We awoke to more snow and bad roads. My day rapidly became limited to taking/letting dogs in and out . . . Bob adores the snow and went off leash with John down to the chicken house and down to the lower place.
But I'm in a hurry to get back to my writing and researching --
good old Mr. Google has so many answers.
A remark by Mario on Facebook, in response to my post about Civil War photographers, about the discarded glass plate negatives being used to make greenhouses gave me an idea for a scene set some years after the war so off I went in search of more information.
" Each photo left a
negative plate, I mean a plate of glass like 8in x 10in. The question is what
happen to these photo negative glass plates?
If you go to a greenhouse built in the years
following the civil war to 1900, you will find them. They were used as the
glass the made up the greenhouse. The sun has faded most of the images away but
if you go in the dark corners of these greenhouse, you will still see images on
them from the civil war...."
But then some questions were raised as to whether this is factual. Evidently many of these glass negatives survive in collections.
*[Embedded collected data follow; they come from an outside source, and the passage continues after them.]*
PR #22057, opened 2023-07-14
Ioqjs

trufae:

**Description**

**Copilot**

copilot:all

### DIFF
--- a/libr/include/r_io.h
+++ b/libr/include/r_io.h
@@ -81,8 +81,8 @@ typedef struct r_io_undos_t {
 } RIOUndos;
 
 typedef struct r_io_undo_t {
-	int s_enable;
-	int w_enable;
+	int s_enable; // R2_590 - can be bool imho
+	int w_enable; // R2_590 - can be bool
 	/* write stuff */
 	RList *w_list;
 	int w_init;
@@ -90,8 +90,7 @@ typedef struct r_io_undo_t {
 	int idx;
 	int undos; /* available undos */
 	int redos; /* available redos */
-	RIOUndos seek[R_IO_UNDOS];
-	/*int fd[R_IO_UNDOS]; // XXX: Must be RIODesc* */
+	RIOUndos seek[R_IO_UNDOS]; // XXX R2_590 - use an RVec here
 } RIOUndo;
 
 typedef struct r_io_undo_w_t {
@@ -192,6 +191,7 @@ typedef struct {
 } RIORap;
 
 typedef struct r_io_plugin_t {
+	// RPluginMeta
 	const char *name;
 	const char *desc;
 	const char *version;
@@ -204,18 +204,21 @@ typedef struct r_io_plugin_t {
 	RIOUndo undo;
 	bool isdbg;
 	// int (*is_file_opened)(RIO *io, RIODesc *fd, const char *);
-	char *(*system)(RIO *io, RIODesc *fd, const char *);
+	char *(*system)(RIO *io, RIODesc *fd, const char *); // Rename to call? or cmd? unify with anal and core
 	RIODesc* (*open)(RIO *io, const char *, int perm, int mode);
 	RList* /*RIODesc* */ (*open_many)(RIO *io, const char *, int perm, int mode);
 	int (*read)(RIO *io, RIODesc *fd, ut8 *buf, int count);
 	ut64 (*seek)(RIO *io, RIODesc *fd, ut64 offset, int whence);
 	int (*write)(RIO *io, RIODesc *fd, const ut8 *buf, int count);
 	bool (*close)(RIODesc *desc);
+	// maybe just have a getinfo() that returns this struct
+	// RIOInfo * = struct { isblock, ischar, pid, tid, base, size }
 	bool (*is_blockdevice)(RIODesc *desc);
 	bool (*is_chardevice)(RIODesc *desc);
 	int (*getpid)(RIODesc *desc);
 	int (*gettid)(RIODesc *desc);
 	bool (*getbase)(RIODesc *desc, ut64 *base);
+	///
 	bool (*resize)(RIO *io, RIODesc *fd, ut64 size);
 	int (*extend)(RIO *io, RIODesc *fd, ut64 size);
 	bool (*accept)(RIO *io, RIODesc *desc, int fd);
--- a/libr/lang/p/qjs.c
+++ b/libr/lang/p/qjs.c
@@ -33,14 +33,29 @@ typedef struct qjs_arch_plugin_t {
 	// JSValue encode_func;
 } QjsArchPlugin;
 
+typedef struct qjs_io_plugin_t {
+	char *name;
+	RIOPlugin *iop;
+	R_BORROW JSContext *ctx;
+	JSValue fn_check_js;
+	JSValue fn_open_js;
+	JSValue fn_seek_js;
+	JSValue fn_read_js;
+	JSValue fn_close_js;
+	JSValue fn_system_js;
+	// JSValue encode_func;
+} QjsIoPlugin;
+
 R_GENERATE_VEC_IMPL_FOR(ArchPlugin, QjsArchPlugin);
+R_GENERATE_VEC_IMPL_FOR(IoPlugin, QjsIoPlugin);
 
 typedef struct qjs_plugin_manager_t {
 	R_BORROW RCore *core;
 	R_BORROW JSRuntime *rt;
-	QjsContext default_ctx;  // context for running normal JS code
+	QjsContext default_ctx; // context for running normal JS code
 	RVecCorePlugin core_plugins;
 	RVecArchPlugin arch_plugins;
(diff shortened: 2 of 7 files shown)


libr/include/r_io.h
```diff
@@ -192,6 +191,7 @@ typedef struct {
 } RIORap;
 
 typedef struct r_io_plugin_t {
+	// RPluginMeta
```
luc-tielen, line 194: mark as R2_590, so we can change it in a future PR

libr/include/r_io.h
```diff
@@ -204,18 +204,21 @@ typedef struct r_io_plugin_t {
 	RIOUndo undo;
 	bool isdbg;
 	// int (*is_file_opened)(RIO *io, RIODesc *fd, const char *);
-	char *(*system)(RIO *io, RIODesc *fd, const char *);
+	char *(*system)(RIO *io, RIODesc *fd, const char *); // Rename to call? or cmd? unify with anal and core
```
luc-tielen, line 207: Agreed

libr/include/r_io.h
```diff
@@ -204,18 +204,21 @@ typedef struct r_io_plugin_t {
...
 	RIODesc* (*open)(RIO *io, const char *, int perm, int mode);
 	RList* /*RIODesc* */ (*open_many)(RIO *io, const char *, int perm, int mode);
 	int (*read)(RIO *io, RIODesc *fd, ut8 *buf, int count);
 	ut64 (*seek)(RIO *io, RIODesc *fd, ut64 offset, int whence);
 	int (*write)(RIO *io, RIODesc *fd, const ut8 *buf, int count);
 	bool (*close)(RIODesc *desc);
+	// maybe just have a getinfo() that returns this struct
```
luc-tielen, line 214: good idea!

libr/lang/p/qjs.c
```diff
@@ -71,17 +87,43 @@ static void plugin_manager_add_core_plugin(QjsPluginManager *pm, const char *nam
...
+static QjsIoPlugin *plugin_manager_add_io_plugin(QjsPluginManager *pm, const char *name, JSContext *ctx, RIOPlugin *iop, JSValue func) {
+	r_return_val_if_fail (pm, NULL);
+
+	QjsIoPlugin *cp = RVecIoPlugin_emplace_back (&pm->io_plugins);
+	if (cp) {
+		cp->name = name? strdup (name): NULL;
+		cp->ctx = ctx;
+		cp->iop = iop;
+		cp->fn_check_js = func;
+		// cp->qctx.open_func = func;
```
luc-tielen, line 99: not filled in yet? or are you trying to get MVP up and running first?

libr/lang/p/qjs.c
```diff
@@ -71,17 +87,43 @@ static void plugin_manager_add_core_plugin(QjsPluginManager *pm, const char *nam
 	}
 }
 
+static QjsIoPlugin *plugin_manager_add_io_plugin(QjsPluginManager *pm, const char *name, JSContext *ctx, RIOPlugin *iop, JSValue func) {
```
luc-tielen, line 90: no remove IO plugin yet?

libr/lang/p/qjs/example-io.r2.js
```diff
@@ -0,0 +1,39 @@
+/* */
```
luc-tielen, line 1: either remove or fill in comment

libr/lang/p/qjs/io.c
```diff
@@ -0,0 +1,258 @@
...
+	QjsPluginManager *pm = R_UNWRAP4 (core, lang, session, plugin_data);
+
+	// Iterate over plugins until one returns "true" (meaning the plugin handled the input)
+	QjsIoPlugin *plugin;
+	R_VEC_FOREACH (&pm->io_plugins, plugin) {
+		JSContext *ctx = plugin->ctx;
+		JSValueConst args[1] = { JS_NewString (ctx, input) };
+		JSValue res = JS_Call (ctx, plugin->fn_system_js, JS_UNDEFINED, countof (args), args);
+		if (JS_ToBool (ctx, res)) {
+			return strdup ("true");
```
luc-tielen, line 160: this is what IO plugins usually return for a call or is this a hack?

libr/lang/p/qjs/io.c
```diff
@@ -0,0 +1,258 @@
...
+			RIOPlugin *iop = plugin->iop;
+			return r_io_desc_new (io, iop, name, perm, mode, core);
+		}
+	}
+
+	return NULL;
+}
+
+// TODO maybe add a function to call by plugin name? (is 1 extra arg)
+static char *qjs_io_system(RIO *io, RIODesc *fd, const char *input) {
```
luc-tielen, line 149: rename to qjs_io_call

libr/lang/p/qjs/io.c
```diff
@@ -0,0 +1,258 @@
...
+
+	// check if res is an object
+	JSValue res = JS_Call (ctx, argv[1], JS_UNDEFINED, countof (args), args);
+	if (!JS_IsObject (res)) {
+		return JS_ThrowRangeError (ctx, "r2.plugin function must return an object");
+	}
+
+	JSValue name = JS_GetPropertyStr (ctx, res, "name");
+	size_t namelen;
+	const char *nameptr = JS_ToCStringLen2 (ctx, &namelen, name, false);
```
luc-tielen, line 185: This string is managed by qjs right? (In case we do an early return on an error later on..)

libr/lang/p/qjs/io.c
```diff
@@ -0,0 +1,258 @@
...
+	if (!ap) {
+		return JS_ThrowRangeError (ctx, "could not allocate qjs core plugin");
+	}
+
+	JSValue desc = JS_GetPropertyStr (ctx, res, "desc");
+	JSValue license = JS_GetPropertyStr (ctx, res, "license");
+	const char *descptr = JS_ToCStringLen2 (ctx, &namelen, desc, false);
+	const char *licenseptr = JS_ToCStringLen2 (ctx, &namelen, license, false);
+
+	ap->name = nameptr;  // TODO no strdup here?
```
luc-tielen, line 223: Depends on if it nameptr is managed by qjs, but imo I would do it, and then just free it in the fini function of QjsIoPlugin

libr/lang/p/qjs/io.c
```diff
@@ -0,0 +1,258 @@
...
+
+	ap->check = qjs_io_check;
+	ap->open = qjs_io_open;
+	ap->read = qjs_io_read;
+	ap->seek = qjs_io_seek;
+#if 0
+	ap->check = qjs_io_check;
+	ap->close = qjs_io_close;
+#endif
+	ap->system = qjs_io_system;  // Technically this could all be handled by a single generic plugin
```
luc-tielen, line 239: Maybe we should do this refactor, just have a single generic "system" IO plugin (could be baked into r2)

libr/include/r_io.h
trufae: i did not marked it because it feels like we are breaking so much stuff and this will require patching more projects xD like r2frida, but yeah ideally i would like to have all the plugins this way.

libr/include/r_io.h
trufae: but im afraid to break more apis when we didnt finished stabilizing the others!

libr/lang/p/qjs.c
```diff
@@ -33,14 +33,29 @@ typedef struct qjs_arch_plugin_t {
...
+typedef struct qjs_io_plugin_t {
+	char *name;
+	RIOPlugin *iop;
+	R_BORROW JSContext *ctx;
+	JSValue fn_check_js;
+	JSValue fn_open_js;
+	JSValue fn_seek_js;
+	JSValue fn_read_js;
+	JSValue fn_close_js;
+	JSValue fn_system_js;
```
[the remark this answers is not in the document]
trufae: will do when we decide the right name for this for consistency i keep the original function name used in the plugin struct. Shall we use "run", "call", "cmd" .. ?

libr/lang/p/qjs.c
trufae: its returning the object and filling the fields later, otherwise ill need to add over9000 parameters to this function and change the signature everytime i update the api to support more callbacks

libr/lang/p/qjs/io.c
trufae: no. thats just a hack and should be fixed, io plugin system() return a string with the output of the command. like in r2pipe

libr/lang/p/qjs/io.c
trufae: only if we change the 90 io plugins to use this convention

trufae:
i agree on the refactoring changes discussed in the comments, but this must be done in separate PR, mainly because that affects other projects and plugins and i dont wanna jump into more breaking refactorings when we have some in our plate already :D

Evidently nothing is proven. But I'm writing fiction and it's such a lovely image, I'll probably use it -- perhaps not a whole green house, maybe justa bay window for house plants. And the wife of the disgraced Colonel will tend her indoor garden under the fading gaze of Confederate and Union soldiers. . .
But what house plans would she tend? Mr. Google to the rescue!
Ferns, evidently, abutilon, citrus, palms, and aspidistra would have been popular.
And I learn that in the Victorian era, "houseplants became a moral issue. . . preachers and writers insisted that the beauty of nature could effectively lead people toward moral goodness. Plants provided the easy path toward salvation." Ooh, I think I see how to use this . . . thanks, Mr. Google!
Yesterday was the memorial service for our friend Libby . . .
Many moving and beautiful words were said in tribute to this amazing woman who
touched so many lives . . .
It was one of those occasions when people who'd not seen each other for many years tried to figure out just who that white haired woman or elderly man was . .
Some of us have, like Libby and her husband, been here for forty years or more . . .
Long enough to see children grow up, move away, move back, marry, have children . . . long enough for a few of those children to have children . . . at least one of us early back-to the-landers is a great grandmother . . .
It was a fine gathering of community --
and a fine tribute to a woman who did so much for and meant so much to the community.
It was, however, a little unsettling to overhear someone saying to a friend,
"See you next time."
That's what I call a "Send not to know for whom the bell tolls . . ." kind of moment. . .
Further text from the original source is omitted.